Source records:
....................

Issue #1140, opened 2016-12-12
`this.warn(...)` (and others) for plugins


Rich-Harris:
Via https://github.com/rollup/rollup-plugin-babel/pull/85 – would be good to have a standardised way for plugins to provide logging info, warnings, and errors. Mutating the `options` object is a bit mad, but currently the only way.

tivac:
> is a bit mad

https://github.com/tivac/modular-css/blob/master/src/rollup.js#L27-L29

...

😅

Rich-Harris:
Released this in 0.41

PR #1231, opened 2017-01-06
[WIP] [BREAKING] add this.warn method to plugin contexts

Rich-Harris:
See #1140. This adds `this.warn` to plugin `transform` hooks. Usage:

```js
// simple case — a string
this.warn( 'a message' );

// equivalent to
this.warn({ message: 'a message' });

// custom code/other data
this.warn({
  code: 'MY_CUSTOM_CODE', // defaults to 'PLUGIN_WARNING'
  message: 'a message',
  foo: 'bar'
});

// include a character position that the warning pertains to. this
// will cause `pos`, `loc` and `frame` properties to be added
// to the warning object, as with internal `module.warn(...)`
this.warn( 'a message', 42 );
```

In addition to `code`, `pos`, `loc` and `frame` properties, a `plugin` property will be added which is the plugin's name.

TODO:

* [x] `this.error(...)` helper
* [x] Update `toString` method to include plugin name
* [x] Update CLI to print plugin name


Rich-Harris:
Technically a breaking change (it no longer manipulates error messages) so should be a 0.41 release, though unlikely to actually cause breakage in the wild.

tivac:
@Rich-Harris do you have time to document this on the wiki? I'd love to add support but I haven't had a chance to fully grok this yet. Even some light docs would be really useful!

Rich-Harris:
@tivac try this on for size https://github.com/rollup/rollup/wiki/Plugins#warnings-and-errors

tivac:
Thanks!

....................

=== PROBLEM DETAILS ===
Write each line of the data down again exactly as it reads.

=== ANSWER SPACE ===
Issue #1140, opened 2016-12-12
`this.warn(...)` (and others) for plugins


Rich-Harris:
Via https://github.com/rollup/rollup-plugin-babel/pull/85 – would be good to have a standardised way for plugins to provide logging info, warnings, and errors. Mutating the `options` object is a bit mad, but currently the only way.

tivac:
> is a bit mad

https://github.com/tivac/modular-css/blob/master/src/rollup.js#L27-L29

...

😅

Rich-Harris:
Released this in 0.41

PR #1231, opened 2017-01-06
[WIP] [BREAKING] add this.warn method to plugin contexts

Rich-Harris:
See #1140. This adds `this.warn` to plugin `transform` hooks. Usage:

```js
// simple case — a string
this.warn( 'a message' );

// equivalent to
this.warn({ message: 'a message' });

// custom code/other data
this.warn({
  code: 'MY_CUSTOM_CODE', // defaults to 'PLUGIN_WARNING'
  message: 'a message',
  foo: 'bar'
});

// include a character position that the warning pertains to. this
// will cause `pos`, `loc` and `frame` properties to be added
// to the warning object, as with internal `module.warn(...)`
this.warn( 'a message', 42 );
```

In addition to `code`, `pos`, `loc` and `frame` properties, a `plugin` property will be added which is the plugin's name.

TODO:

* [x] `this.error(...)` helper
* [x] Update `toString` method to include plugin name
* [x] Update CLI to print plugin name


Rich-Harris:
Technically a breaking change (it no longer manipulates error messages) so should be a 0.41 release, though unlikely to actually cause breakage in the wild.

tivac:
@Rich-Harris do you have time to document this on the wiki? I'd love to add support but I haven't had a chance to fully grok this yet. Even some light docs would be really useful!

Rich-Harris:
@tivac try this on for size https://github.com/rollup/rollup/wiki/Plugins#warnings-and-errors

tivac:
Thanks!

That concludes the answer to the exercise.